- Exercise instructions:
Go over each line of the entries below, count those with "DiscussionThreadOrder", and give only the count.

- Data in this exercise:
++++++++++++++++++++

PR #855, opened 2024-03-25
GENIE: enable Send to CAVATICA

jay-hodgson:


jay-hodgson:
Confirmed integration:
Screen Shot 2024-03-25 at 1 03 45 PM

++++++++++++++++++++

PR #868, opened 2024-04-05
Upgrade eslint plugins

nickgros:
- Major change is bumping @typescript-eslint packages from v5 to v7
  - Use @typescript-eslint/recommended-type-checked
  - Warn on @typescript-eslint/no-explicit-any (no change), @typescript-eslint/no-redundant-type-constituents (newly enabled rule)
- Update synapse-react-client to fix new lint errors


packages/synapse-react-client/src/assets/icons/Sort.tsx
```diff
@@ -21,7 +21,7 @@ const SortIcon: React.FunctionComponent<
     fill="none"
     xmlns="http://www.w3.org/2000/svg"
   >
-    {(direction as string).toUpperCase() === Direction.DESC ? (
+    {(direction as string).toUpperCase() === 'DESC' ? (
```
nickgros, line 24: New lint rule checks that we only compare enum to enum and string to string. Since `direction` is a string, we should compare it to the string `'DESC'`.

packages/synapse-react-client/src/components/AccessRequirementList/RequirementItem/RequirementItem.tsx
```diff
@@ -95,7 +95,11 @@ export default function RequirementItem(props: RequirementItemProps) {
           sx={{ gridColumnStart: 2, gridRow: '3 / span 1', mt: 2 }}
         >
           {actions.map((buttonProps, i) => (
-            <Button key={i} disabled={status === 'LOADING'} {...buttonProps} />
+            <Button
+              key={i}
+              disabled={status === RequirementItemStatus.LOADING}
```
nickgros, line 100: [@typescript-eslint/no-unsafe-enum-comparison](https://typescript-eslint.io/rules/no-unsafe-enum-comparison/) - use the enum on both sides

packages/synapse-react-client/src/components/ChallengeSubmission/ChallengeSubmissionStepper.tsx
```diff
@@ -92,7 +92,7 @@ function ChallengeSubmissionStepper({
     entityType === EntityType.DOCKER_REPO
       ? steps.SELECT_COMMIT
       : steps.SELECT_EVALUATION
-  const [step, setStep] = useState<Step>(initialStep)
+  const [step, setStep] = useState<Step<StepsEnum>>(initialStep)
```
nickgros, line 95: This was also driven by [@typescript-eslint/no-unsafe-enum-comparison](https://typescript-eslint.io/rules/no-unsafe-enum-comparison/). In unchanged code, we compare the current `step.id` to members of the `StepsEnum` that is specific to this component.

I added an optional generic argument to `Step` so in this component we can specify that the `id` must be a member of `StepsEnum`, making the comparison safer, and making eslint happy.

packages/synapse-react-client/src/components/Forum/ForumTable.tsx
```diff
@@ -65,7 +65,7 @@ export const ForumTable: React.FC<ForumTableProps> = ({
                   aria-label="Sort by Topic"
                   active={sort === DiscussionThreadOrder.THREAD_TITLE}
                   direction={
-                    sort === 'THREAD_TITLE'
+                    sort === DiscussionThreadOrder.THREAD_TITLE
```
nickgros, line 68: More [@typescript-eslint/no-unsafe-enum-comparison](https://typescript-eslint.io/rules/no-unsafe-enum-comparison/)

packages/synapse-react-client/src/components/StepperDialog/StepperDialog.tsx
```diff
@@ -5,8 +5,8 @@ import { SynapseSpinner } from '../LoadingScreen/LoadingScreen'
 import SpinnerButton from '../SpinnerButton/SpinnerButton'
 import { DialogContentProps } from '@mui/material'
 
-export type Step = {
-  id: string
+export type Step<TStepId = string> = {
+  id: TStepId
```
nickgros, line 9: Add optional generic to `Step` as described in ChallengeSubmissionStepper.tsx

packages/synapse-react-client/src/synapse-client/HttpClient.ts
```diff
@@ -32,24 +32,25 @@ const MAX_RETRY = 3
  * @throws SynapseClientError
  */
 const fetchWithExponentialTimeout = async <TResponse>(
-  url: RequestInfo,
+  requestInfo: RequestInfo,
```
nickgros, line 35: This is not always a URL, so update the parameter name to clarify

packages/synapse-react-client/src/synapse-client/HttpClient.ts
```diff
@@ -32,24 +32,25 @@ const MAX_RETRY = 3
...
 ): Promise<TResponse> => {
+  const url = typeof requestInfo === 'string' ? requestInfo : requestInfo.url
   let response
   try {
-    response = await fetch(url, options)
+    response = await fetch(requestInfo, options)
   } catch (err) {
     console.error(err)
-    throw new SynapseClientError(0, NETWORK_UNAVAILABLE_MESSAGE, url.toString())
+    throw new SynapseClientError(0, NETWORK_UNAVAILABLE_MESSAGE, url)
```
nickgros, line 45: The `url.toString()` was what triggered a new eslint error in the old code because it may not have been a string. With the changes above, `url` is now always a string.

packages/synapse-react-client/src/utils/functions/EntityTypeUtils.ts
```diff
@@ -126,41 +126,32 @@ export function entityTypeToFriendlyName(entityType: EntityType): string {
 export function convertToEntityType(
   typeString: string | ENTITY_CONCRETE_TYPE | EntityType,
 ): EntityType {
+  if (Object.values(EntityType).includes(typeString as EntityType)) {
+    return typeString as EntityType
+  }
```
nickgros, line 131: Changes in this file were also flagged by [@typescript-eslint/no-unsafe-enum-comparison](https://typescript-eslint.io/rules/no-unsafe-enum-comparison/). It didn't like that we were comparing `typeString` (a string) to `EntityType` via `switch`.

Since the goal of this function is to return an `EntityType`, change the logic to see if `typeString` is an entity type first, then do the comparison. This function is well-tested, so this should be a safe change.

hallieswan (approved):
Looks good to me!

++++++++++++++++++++

- Result of the exercise:
2